Wirtschaft Mehr Lehrlinge im Handwerk

Ulm / olc/kö 09.01.2019

Das Handwerk berichtet ähnlich wie zuletzt auch die Industrie- und Handelskammer von einem Plus bei den Ausbildungszahlen für 2018. Es gab zum fünften Mal in Folge eine Steigerung bei den Lehrlingszahlen – trotz weniger Schulabgängern. Demnach haben sich 3129 junge Menschen für eine Ausbildung im Handwerk zwischen Ostalb und Bodensee entschieden. Das bedeutet einen Zuwachs von 1,8 Prozent. Dazu Hauptgeschäftsführer Tobias Mehlich in einer Mitteilung: „Eine Ausbildung im Handwerk ist und bleibt attraktiv.“

Die beiden Handwerkszweige mit den höchsten Azubi-Zahlen bleiben weiter die Elektro- und Metallbranche mit 1261 neuen Auszubildenden – ein Zuwachs um 4,9 Prozent – sowie das Bauhandwerk mit 732 Neueintragungen (minus 0,1 Prozent). Das größte Plus verzeichnete vergangenes Jahr freilich das Gesundheitshandwerk mit einem Zuwachs von etwa 14 Prozent. Zu den erneut guten Lehrlingszahlen tragen besonders auch 438 Abiturienten (14 Prozent) und 241 junge Menschen mit Fluchthintergrund (etwa 8 Prozent) bei.

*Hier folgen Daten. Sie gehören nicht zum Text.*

PR #1623, opened 2016-04-19
pass down and check for mycourses flag before adding delete button in…

### LINKED ISSUE #1621: Delete Button Not Needed In My Courses - Delete Fails Anyway
See the screen shot.

There is no reason anybody should be able to delete a Course to which they are explicitly attached.  

See below.  Plus it bombs out when you try.

image

image

image

stopfstedt:
… courses list.

fixes #1621

### DIFF
--- a/app/components/ilios-course-list.js
+++ b/app/components/ilios-course-list.js
@@ -6,38 +6,47 @@ const { service } = inject;
 const { PromiseObject } = DS;
 
 const CourseProxy = ObjectProxy.extend({
-  userCoursesOnly: false,
+  isUserCourse: false,
   content: null,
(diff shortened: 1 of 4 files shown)


jrjohnson:
I don't think this is the right solution to the problem as it only solves the issue if the user happens to be looking at the course using the myCourses view.  Modifying https://github.com/ilios/frontend/blob/master/app/components/ilios-course-list.js#L12 to return false if the course is in a state where it cannot be removed is a more permanent solution.

stopfstedt:
valid point @jrjohnson. i made the appropriate changes.

stopfstedt:
obsolete.

PR #1647, opened 2016-04-27
Improve Learner Group display

### LINKED ISSUE #1506: Hide the Lower Panes When Multi-Edit in Learner Groups Is Selected, and refactor groups management

### LINKED ISSUE #1697: Learner Group Check All Stays Checked After Operation Has Been Completed
A state such as shown below doesn't really fit our processes.

image

I had used the Check All functionality recently but after using it, shouldn't it be de-selected?

### LINKED ISSUE #1698: Modal Dialog Takes Too Long To Appear in Learner Groups
This only is evident when you move a whole bunch of students into another group or sub-group.

Find a full learner group (or sub group).  In this example there are 166 students included in the move from Full Class Group 04 to Full Class Group 06.

After clicking the button as shown below..
image

I will try and capture the screen post-button-click to demonstrate if possible.

The button has been clicked but the modal dialog box should have popped up to inform the user (me) that the transfer of all these learners is taking place.

image

jrjohnson:
Substantial re-write of the single learner group view.

Fixes #1506
Fixes #1697
Fixes #1698


jrjohnson:
@saschaben can you take a look at what is here now?  Couple of questions for sure:
1. What should be editable here?  Right now nothing is - is that a good idea?  I have no idea.
2. I changed the headers to be group members / cohort people, does that make sense?
3. How do the tables for group members look?  Its a little different from the mock.

Also any general feedback welcome at this point as I'm going to be duplicating a lot of the structure on the edit view.

saschaben:
@jrjohnson here's feedback:

1. I think we go with the no-edits view as is now, and provide a manager control to enter edit mode as we do elsewhere in the system.
2. not sure this display is intuitive enough for our users: maybe return to a text label a la v2:
 
> group members: _n_
> total cohort members: _nx_

or even just "_n_ members of _nx_ total cohort members"

3. The tables look OK: we can probably make them prettier, but for now I think the display is alright. This is the first instance (I think) where we have sorted headers for a table in a scolling box, which is a little odd when the header scrolls out of view, but unless making a static header is bog simple I don't want to spend time trying to get it put in.

also: the style on the group members box has a 0px top border; since the header is not static, it should be matching the other borders (2px) to make an actual box.

all in all this looks GREAT.

jrjohnson:
Notes from group review:

- [ ] default location and instructors should be editable on the summary
- [ ] sub group table should not appear if there are no groups
- [ ] change Members in header to 'Total Members in Cohort: $COUNT'
- [ ] add members from the cohort wth a plus sign to add them one at a time
- [ ] Create an add all button with some kind of confirmation message to ensure it wasn't clicked accidentally


Simplified workflow for managing users
	- When in manage just have two buttons (add to group and remove to cohort)
	- List the users current group which is sortable
	- The current group should be a link which will take the admin to that group when clicked.

jrjohnson:
@saschaben this is ready for you to take another look at.  It is mostly un-styled (buttons are kind of all over the place) and some of the translations need work - but I want to make sure that the interactions are correct before getting into that.

saschaben:
OK. This is close to where we need it. Overall I think the functions and transaction are tight. A few notes to address:

1: in manage mode for a subgroup, the list goes from just the subgroup in read-only to the unsorted jumble of everyone in the tree in manage mode. If there is any way to list the current subgroup members first --- or at worst open the manage mode sorted by group --- that would be easier for users to deal with.

2. Did we decide on no "select all" option checkbox? or is not having it on either the manage users box or the "not in group" box an oversight?

2. the +/- management control is nice, but a little confusing at first. I don't have any issues with leaving it in and getting feedback on any possible changes from users, but we should make sure that we document really well.

3. clicking the "remove to cohort" button on a user in a subgroup works great -- but it fires the modal panel twice (I'm assuming for the two operations of 'move to top of tree' and THEN 'move out of tree'); because the progress bar restarts, this is a little confusing. If it is re-workable, cool. If not, document the hell out of it for users.

4. with the column headers in manage mode, we may want to change the label of "group name" to "(sub)group name", to help distinguish that they are looking at the top level of a tree of subgroups....

5. Finally, it looks like the count numbers at the top right (eg "2/156") are not refreshing properly after actions moving users in and out of subgroups or the tree.

In all mostly very minor usability issues. This is a HUGE improvement!

jrjohnson:
@saschaben take another look!

saschaben:
looking good! The only thing I see is a nit: the top border of the scroll boxes for the tables is not there: |_|

If it's an easy css tweak, cool. otherwise, I think we are good.

saschaben:
👍

stopfstedt:
LGTM :+1:

PR #1650, opened 2016-04-27
Fix bad translation key in title

### LINKED ISSUE #1584: Missing Translation -- Add New User - User Exists
image

The callout on mouse-over states ...

`Missing translation: admin.gotToUser`

It should probably explain that the user already exists in Ilios or something like that, no?

jrjohnson:
Fixes #1584


dartajax:
I think this one is good to merge, no?

PR #1671, opened 2016-05-05
Modernize user search

jrjohnson:
While working on #1506 I'm running into issues with the user-search component so I took a detour and touched it up.


stopfstedt:
click tested and code reviewed.

:+1:

PR #1721, opened 2016-05-24
Make session filter name a query parameter

### LINKED ISSUE #1675: Filters Need to Maintain State on the Session List
It is nice that the sort order remains but the filtering does not.

Filter for exams and select one to review as shown below...

image

Return to the session list as shown below 

image

Now the screen reverts and loses the filter was applied.

image

This is a good one to fix as far as user experience is concerned.  I have heard about this frequently from users.

jrjohnson:
This results in the filter being sticky while navigating between
sessions.

Fixes #1675

### DIFF
--- a/app/components/ilios-sessions-list.js
+++ b/app/components/ilios-sessions-list.js
@@ -1,11 +1,9 @@
 import Ember from 'ember';
 import DS from 'ember-data';
-import { translationMacro as t } from "ember-i18n";
 
-const { Component, computed, inject, observer, RSVP, run, ObjectProxy } = Ember;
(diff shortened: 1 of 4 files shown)


jrjohnson:
@dartajax please review and make sure this meets muster for #1675

dartajax:
Unless I did something wrong, which is definitely possible, I am not seeing the session filters remaining as search parameters.  The session list resets.

dartajax:
I am passing this on to @stopfstedt for code review.  Functionally, it seems fine to me.

stopfstedt:
click tested and code reviewed. :+1:

PR #1726, opened 2016-05-24
Correctly identify ilmSessions which can be published

### LINKED ISSUE #1658: Published Sessions Appearing In "Sessions Incomplete: cannot publish"
The session shown below is already published.

image

image

image

jrjohnson:
We were depending on a key which doesn't exist.  Depend on
ilmSession.dueDate to ensure that publishable ILMs show up that way.

Fixes #1658


jrjohnson:
@dartajax this is ready to review to ensure you don't see any other weirdness with what is supposed to show up where in publish all.

saschaben:
works for me 👍

PR #1727, opened 2016-05-25
Sortable course list

### LINKED ISSUE #1262: Sort Order Selection Needed on Courses
This is related to #98 -- going to break it out into separate issues.

For Course, should allow sort by:
Course | School | Level | Start Date | End Date | Status

The values selected should be sticky and as such should retain the user's choice during the current session with Ilios.

jrjohnson:
Courses can be sorted by title, level, date, and status.

Fixes #1262

### DIFF
--- a/app/components/ilios-course-list.js
+++ b/app/components/ilios-course-list.js
@@ -10,16 +10,21 @@ const CourseProxy = ObjectProxy.extend({
   content: null,
   currentUser: null,
   showRemoveConfirmation: false,
+  i18n: null,
   status: computed('content.isPublished', 'content.isScheduled', function(){
+    const i18n = this.get('i18n');
     let course = this.get('content');
+    let translation = 'general.';
     if (course.get('isScheduled')) {
-      return 's';
-    }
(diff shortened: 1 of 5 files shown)


app/components/ilios-course-list.js
```diff
@@ -4,11 +4,23 @@ import DS from 'ember-data';
...
+const { collect, sort } = computed;
 
 const CourseProxy = ObjectProxy.extend({
   content: null,
   currentUser: null,
   showRemoveConfirmation: false,
+  status: computed('content.isPublished', 'content.isScheduled', function(){
+    let course = this.get('content');
+    if (course.get('isScheduled')) {
+      return 's';
```
stopfstedt: since this is supposed to be an alphabetical sorting, it would be better if we used the translatable values for 'scheduled', 'published' and 'not published here'.

jrjohnson: Good call!  Will change.

jrjohnson:
Requested changes made

stopfstedt:
i accept this.

PR #1728, opened 2016-05-25
Better course director management

### LINKED ISSUE #545: Manage Directors Redo
Currently managing directors is the only place where we have no save / undo - we need to have that.  Follow the pattern currently in the topic manager.

Needs a mock which indicates how the list is displayed when not in edit mode and where the 'Manage Directors' button goes.

### LINKED ISSUE #1630: Too Easy To Remove Director From Course - Follow Usage Pattern of Other Fields
I am pasting in Manage MeSH just as an example.  It seems it is too easy to accidentally click on the Director label and have the association with that course for the director removed with no confirmation or save event required.

image

jrjohnson:
Placed the course directors inside of a manager like learner groups.

Had to fix the style of the course overview component which necessitated some test cleanup.  On the plus side it is responsive now.

Fixes #1630
Fixes #545

### DIFF
--- a/app/templates/components/course-director-manager.hbs
+++ b/app/templates/components/course-director-manager.hbs
@@ -1,0 +1,20 @@
+<div class='detail-actions'>
+  <button class='bigadd' {{action (perform saveChanges)}}>
+    {{fa-icon (if saveChanges.isRunning 'spinner' 'check') spin=(if saveChanges.isRunning true false)}}
+  </button>
+  <button class='bigcancel' {{action this.attrs.close}}>{{fa-icon 'undo'}}</button>
+</div>
+<div class='detail-content'>
+  <ul class='removable-list tag-list'>
+    {{#each (sort-by 'lastName' directors) as |user|}}
+      <li {{action 'removeDirector' user}}>
+        {{user.fullName}} | {{fa-icon 'remove'}}
+      </li>
+    {{/each}}
+  </ul>
+  {{user-search
+    addUser='addDirector'
+    roles='1'
+    currentlyActiveUsers=directors
+  }}
+</div>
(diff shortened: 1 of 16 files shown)


jrjohnson:
There is a minor test to fix, but @saschaben can you take a look at this and see if it will work for managing the directors.  I'm also not sure where to put the save buttons when in management mode.  Are they Ok there?

saschaben:
I think this works well. The buttons are fine where they are. The display mode is a little hard to read when there are a lot of course directors selected (the whole delimited text list for items like this is troublesome to me), but unless we can slap on a new style (badge without "x" delete control, more non-breaking space between names, something boneheadedly simple like that) without any trouble, let's leave as is and create a followup styling enhancement ticket.

jrjohnson:
Lets merge this and address badges elsewhere.

saschaben:
👍

stopfstedt:
needs to be rebased.

app/templates/components/course-director-manager.hbs
```diff
@@ -0,0 +1,20 @@
...
+  <button class='bigadd' {{action (perform saveChanges)}}>
+    {{fa-icon (if saveChanges.isRunning 'spinner' 'check') spin=(if saveChanges.isRunning true false)}}
+  </button>
+  <button class='bigcancel' {{action this.attrs.close}}>{{fa-icon 'undo'}}</button>
+</div>
+<div class='detail-content'>
+  <ul class='removable-list tag-list'>
+    {{#each (sort-by 'lastName' directors) as |user|}}
+      <li {{action 'removeDirector' user}}>
+        {{user.fullName}} | {{fa-icon 'remove'}}
```
stopfstedt: for consistency reasons, i suggest removing the pipe separator.

jrjohnson:
Rebased and fixed

PR #8090, opened 2024-08-22
fix incorrect offset on new Admin->Users queries

michaelchadwick:
Fixes ilios/ilios#5665

Start tracking current query and compare to previous queries so we can reset offset if it's a different search term.


jrjohnson (approved):
Solid solution. ✅

PR #8092, opened 2024-08-22
Drop Support for Safari 15.x

jrjohnson:
Changing our support to only cover the last two major safari versions on OSX as our stats show that this will cover our users and we can move more quickly to some modern Javascript and improve performance for everyone else by not including dead code.

We wern't able to drop the crypto polyfill because ios Safari doesn't
support it in "insecure" contexts at this version. Hoping that will be
fixed in the future.


stopfstedt (dismissed):
SUPERAPPROVED

stopfstedt (approved):
LGTM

Eine wichtige Komponente dieses Erfolgs ist aus Sicht Mehlichs auch, dass viele Betriebe bei der Nachwuchssuche aktiv auf junge Menschen zugehen: „Sie spüren immer mehr, dass ihre Qualität als Arbeitgeber gefragt ist und entwickelt werden muss. Unsere Betriebe bewerben sich eben auch um die Jugendlichen.“

Allerdings ein Minus in Ulm

Während die Zahl neuer Lehrverträge im Alb-Donau-Kreis um rund 1 Prozent auf 422 zulegte, gab es im Stadtkreis Ulm diesmal  ein deutliches Minus. Hier entschlossen sich 323 Jugendliche für eine Ausbildung im Handwerk, das sind 4,4 Prozent weniger als im Vorjahr. 

Thomas Jung von der Kreishandwerkerschaft ist jedoch zuversichtlich, dass die Ausbildungszahlen im Stadtkreis Ulm 2019 wieder steigen: „Zusammen mit den Handwerksbetrieben werden wir uns weiterhin engagieren und den jungen Menschen deutlich machen, warum eine Ausbildung im Handwerk Spaß macht und Zukunft hat.“ Der regionale Ausbildungsmarkt bekommt vor allem Rückenwind von der starken Handwerkskonjunktur im Alb-Donau-Kreis.

Weitere Details: Im Alb-Donau-Kreis starteten 60 Abiturienten und 39 Flüchtlinge mit einer handwerklichen Lehre. In der Stadt Ulm waren es 47 Abiturienten und 46 Flüchtlinge.

Hier noch die Hitliste der beliebtesten Berufe: Auf Platz 1 liegt der Kfz-Mechatroniker (427 Azubis), gefolgt vom Elektroniker (270), Friseur (225), Anlagenmechaniker (213) und schließlich Zimmerer (193).